■ YOUR ASSIGNMENT
Print the listing below exactly as written.

_ _ _ _ _ _ _

PR #4927, opened 2025-04-16
fix(core): fix USB VCP freeze on T3W1 in prodtest

cepetr:
This PR fixes a freeze in the USB driver on T3W1 when receiving packets longer than 64 bytes.

On T3W1, we use USB High Speed, whereas other products use USB Full Speed. USB HS allows packets up to 512 bytes, which we weren’t prepared for. This PR provides a hotfix for the issue in prodtest, but we need to investigate further to determine if this difference should be accounted for elsewhere.


TychoVrahe (approved):
utACK

PR #4928, opened 2025-04-16
fix(core): update EIP-1559 fee-related labels

### LINKED ISSUE #4819: EIP1559: Change fee texts
Current solution EVM EIP-1559 fees:

Rename second param to `Max fee per gas`
Rename third param to `Max priority fee`

Would be good to change in for `core` and `legacy`

romanz:
Fixes #4819.

Translations will be updated in a separate PR.


matejcik (approved):
ACK from code side, leaving to @MiroslavProchazka and @tomasklim to approve the copy

MiroslavProchazka:
@tomasklim approves, we can use the copy as it is.

PR #4929, opened 2025-04-17
fix(core): dump allocated QSTRs also in debug firmware

romanz:
Otherwise, it's hard to understand which QSTR causes the assertion error.

Previously, it was enabled only for debug emulator builds.


M1nd3r (approved):
LGTM, this change works as desired - tested on T2T1 HW

PR #4935, opened 2025-04-21
feat(core): check that GC restores free heap memory

romanz:
Enabled only for frozen debug builds.


romanz:
Tested on T3T1 device:
```
$ pytest tests/device_tests/ -k 'not authenticate and not recovery' -m 'not sd_card' --random-order-seed=1 --random-order-bucket=module --color yes -v --durations 50
Apr 22 16:55:24 ============================= test session starts ==============================
<snip>
Apr 22 19:09:35 = 1331 passed, 161 skipped, 86 deselected, 8 xfailed, 1 warning, 1 retried in 8050.94s (2:14:10) =
```

core/src/trezor/utils.py
```diff
@@ -94,17 +94,22 @@ def unimport_end(mods: set[str], collect: bool = True) -> None:
...
 
-    def __exit__(self, _exc_type: Any, _exc_value: Any, _tb: Any) -> None:
+    def __exit__(self, exc_type: Any, _exc_value: Any, _tb: Any) -> None:
         assert self.mods is not None
         unimport_end(self.mods, collect=False)
         self.mods.clear()
         self.mods = None
         gc.collect()
 
+        if __debug__ and exc_type is SystemExit:
```
mmilata, line 110: I don't understand why `SystemExit` - wouldn't that mean `check_free_heap` is only called once and always succeeds as `free_heap == 0`?

romanz: Thanks! 
It was a mistake, I have meant to use `exc_type is not SystemExit` - otherwise, the `SystemExit` exception seems to cause this check to fail when exiting the emulator via `Ctrl-C`:
```
^CGC: total: 20728576, used: 41120, free: 20687456
 No. of 1-blocks: 235, 2-blocks: 173, max blk sz: 128, max free sz: 630640
  File "main.py", line 67, in <module>
  File "trezor/utils.py", line 111, in __exit__
AssertionError: Free heap decreased by 160 bytes
```

I suspect that it's due to `SystemExit`'s attributes (which are probably allocated on the heap):
https://github.com/micropython/micropython/blob/0b729623366dab3aa2575eeab934b2629f8e52c5/py/objexcept.h#L32-L38 

Since we rely on `SystemExit` to stop the emulator in order to flush coverage data, would it be OK to skip the GC check in this case?

romanz: Fixed the incorrect `SystemExit` predicate in https://github.com/trezor/trezor-firmware/pull/4935/commits/7d4afabdc58e2212891ec8e7291257029d5e8cda

mmilata (approved):

PR #4937, opened 2025-04-21
feat(core): don't use heap for storing coverage data

romanz:
It is needed for https://github.com/trezor/trezor-firmware/pull/4935.


romanz:
Tested together with https://github.com/trezor/trezor-firmware/pull/4935#issuecomment-2821819723.

mmilata (approved):
LGTM

PR #4936, opened 2025-04-21
fix(legacy): use `Gwei` when ETH fee amount is between 1e3 and 1e9

romanz:
For example:

PR #4941, opened 2025-04-22
fix(core): don't use Gwei when fee amount is below 1000 Wei

romanz:
Similar to how it is done in #4936.


romanz:
https://github.com/trezor/trezor-firmware/pull/4936 is superseded by #4981.

PR #4944, opened 2025-04-22
change RGB LED pin configuration to input when LED is off

TychoVrahe:
[no changelog]


TychoVrahe:
we deem this not useful

PR #70, opened 2020-01-21
fix: make expired tokens a warning 

Fox32:
If token verification fails because the token is expired, we are in a situation were we can't do anything about this in operations. Instead of an error, we should log a warning here to reduce noise in production.


pvlieres:
> If token verification fails, we are in a situation were we can't do anything about this in operations. Either the token is to old or wrong. Instead of an error, we should log a warning here to reduce noise in production. On the other hand, this could also point to misconfiguration of the service.

Either way, this should not be logged as an error, I think. So: I'd approve it.

PR #114, opened 2020-02-10
fix(server-swagger): support reading the embedded fields from an arra…

dhenneke:
…y-property

This change is useful for endpoints that return a wrapper objects e.g. for paging but still want to have the embed parameter documentation generated correctly.


sda-commons-server-swagger/src/main/java/org/sdase/commons/optional/server/swagger/parameter/embed/EmbedParameterModifier.java
```diff
@@ -88,9 +98,30 @@ private Model getModelDefinition(Map<String, Model> definitions, String name) {
     return null;
   }
 
+  private Model getResolvedModelDefinition(Map<String, Model> definitions, Model definition) {
+    // In a search endpoint, the resource that supports embedding might be in a list as property.
+    if (!definition.getProperties().containsKey(EMBEDDED_PROPERTY)) {
```
JoergSiebahn: Like to see this condition outside of this method to clarify the modelDefinition is retained if it already has embedded properties.

PR #116, opened 2020-02-11
Dead Letter Handling for Kafka

ahoeing:


christopher-cudennec:
This PR will be closed because we recommend a different strategy for handling errors:
* instead of introducing a new retry and deadletter topic we recommend resetting the offset of your consumer group, thus replaying the messages of your topic for the specific consumer group

A common retry and deadletter topic has the big disadvantage that it would replay messages for all consumer groups and not only the one that could not process the message. As it also brings more complexity because it is not Kafka standard, SDA and Edith.care decided to not merge the changes and not follow this approach. 

Please note that it is very important that your consumers can handle the same message more than once. I.e. you should implement your consumers idempotent.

_ _ _ _ _ _ _

■ ANSWER BOX
PR #4927, opened 2025-04-16
fix(core): fix USB VCP freeze on T3W1 in prodtest

cepetr:
This PR fixes a freeze in the USB driver on T3W1 when receiving packets longer than 64 bytes.

On T3W1, we use USB High Speed, whereas other products use USB Full Speed. USB HS allows packets up to 512 bytes, which we weren’t prepared for. This PR provides a hotfix for the issue in prodtest, but we need to investigate further to determine if this difference should be accounted for elsewhere.


TychoVrahe (approved):
utACK

PR #4928, opened 2025-04-16
fix(core): update EIP-1559 fee-related labels

### LINKED ISSUE #4819: EIP1559: Change fee texts
Current solution EVM EIP-1559 fees:

Rename second param to `Max fee per gas`
Rename third param to `Max priority fee`

Would be good to change in for `core` and `legacy`

romanz:
Fixes #4819.

Translations will be updated in a separate PR.


matejcik (approved):
ACK from code side, leaving to @MiroslavProchazka and @tomasklim to approve the copy

MiroslavProchazka:
@tomasklim approves, we can use the copy as it is.

PR #4929, opened 2025-04-17
fix(core): dump allocated QSTRs also in debug firmware

romanz:
Otherwise, it's hard to understand which QSTR causes the assertion error.

Previously, it was enabled only for debug emulator builds.


M1nd3r (approved):
LGTM, this change works as desired - tested on T2T1 HW

PR #4935, opened 2025-04-21
feat(core): check that GC restores free heap memory

romanz:
Enabled only for frozen debug builds.


romanz:
Tested on T3T1 device:
```
$ pytest tests/device_tests/ -k 'not authenticate and not recovery' -m 'not sd_card' --random-order-seed=1 --random-order-bucket=module --color yes -v --durations 50
Apr 22 16:55:24 ============================= test session starts ==============================
<snip>
Apr 22 19:09:35 = 1331 passed, 161 skipped, 86 deselected, 8 xfailed, 1 warning, 1 retried in 8050.94s (2:14:10) =
```

core/src/trezor/utils.py
```diff
@@ -94,17 +94,22 @@ def unimport_end(mods: set[str], collect: bool = True) -> None:
...
 
-    def __exit__(self, _exc_type: Any, _exc_value: Any, _tb: Any) -> None:
+    def __exit__(self, exc_type: Any, _exc_value: Any, _tb: Any) -> None:
         assert self.mods is not None
         unimport_end(self.mods, collect=False)
         self.mods.clear()
         self.mods = None
         gc.collect()
 
+        if __debug__ and exc_type is SystemExit:
```
mmilata, line 110: I don't understand why `SystemExit` - wouldn't that mean `check_free_heap` is only called once and always succeeds as `free_heap == 0`?

romanz: Thanks! 
It was a mistake, I have meant to use `exc_type is not SystemExit` - otherwise, the `SystemExit` exception seems to cause this check to fail when exiting the emulator via `Ctrl-C`:
```
^CGC: total: 20728576, used: 41120, free: 20687456
 No. of 1-blocks: 235, 2-blocks: 173, max blk sz: 128, max free sz: 630640
  File "main.py", line 67, in <module>
  File "trezor/utils.py", line 111, in __exit__
AssertionError: Free heap decreased by 160 bytes
```

I suspect that it's due to `SystemExit`'s attributes (which are probably allocated on the heap):
https://github.com/micropython/micropython/blob/0b729623366dab3aa2575eeab934b2629f8e52c5/py/objexcept.h#L32-L38 

Since we rely on `SystemExit` to stop the emulator in order to flush coverage data, would it be OK to skip the GC check in this case?

romanz: Fixed the incorrect `SystemExit` predicate in https://github.com/trezor/trezor-firmware/pull/4935/commits/7d4afabdc58e2212891ec8e7291257029d5e8cda

mmilata (approved):

PR #4937, opened 2025-04-21
feat(core): don't use heap for storing coverage data

romanz:
It is needed for https://github.com/trezor/trezor-firmware/pull/4935.


romanz:
Tested together with https://github.com/trezor/trezor-firmware/pull/4935#issuecomment-2821819723.

mmilata (approved):
LGTM

PR #4936, opened 2025-04-21
fix(legacy): use `Gwei` when ETH fee amount is between 1e3 and 1e9

romanz:
For example:

PR #4941, opened 2025-04-22
fix(core): don't use Gwei when fee amount is below 1000 Wei

romanz:
Similar to how it is done in #4936.


romanz:
https://github.com/trezor/trezor-firmware/pull/4936 is superseded by #4981.

PR #4944, opened 2025-04-22
change RGB LED pin configuration to input when LED is off

TychoVrahe:
[no changelog]


TychoVrahe:
we deem this not useful

PR #70, opened 2020-01-21
fix: make expired tokens a warning 

Fox32:
If token verification fails because the token is expired, we are in a situation were we can't do anything about this in operations. Instead of an error, we should log a warning here to reduce noise in production.


pvlieres:
> If token verification fails, we are in a situation were we can't do anything about this in operations. Either the token is to old or wrong. Instead of an error, we should log a warning here to reduce noise in production. On the other hand, this could also point to misconfiguration of the service.

Either way, this should not be logged as an error, I think. So: I'd approve it.

PR #114, opened 2020-02-10
fix(server-swagger): support reading the embedded fields from an arra…

dhenneke:
…y-property

This change is useful for endpoints that return a wrapper objects e.g. for paging but still want to have the embed parameter documentation generated correctly.


sda-commons-server-swagger/src/main/java/org/sdase/commons/optional/server/swagger/parameter/embed/EmbedParameterModifier.java
```diff
@@ -88,9 +98,30 @@ private Model getModelDefinition(Map<String, Model> definitions, String name) {
     return null;
   }
 
+  private Model getResolvedModelDefinition(Map<String, Model> definitions, Model definition) {
+    // In a search endpoint, the resource that supports embedding might be in a list as property.
+    if (!definition.getProperties().containsKey(EMBEDDED_PROPERTY)) {
```
JoergSiebahn: Like to see this condition outside of this method to clarify the modelDefinition is retained if it already has embedded properties.

PR #116, opened 2020-02-11
Dead Letter Handling for Kafka

ahoeing:


christopher-cudennec:
This PR will be closed because we recommend a different strategy for handling errors:
* instead of introducing a new retry and deadletter topic we recommend resetting the offset of your consumer group, thus replaying the messages of your topic for the specific consumer group

A common retry and deadletter topic has the big disadvantage that it would replay messages for all consumer groups and not only the one that could not process the message. As it also brings more complexity because it is not Kafka standard, SDA and Edith.care decided to not merge the changes and not follow this approach. 

Please note that it is very important that your consumers can handle the same message more than once. I.e. you should implement your consumers idempotent.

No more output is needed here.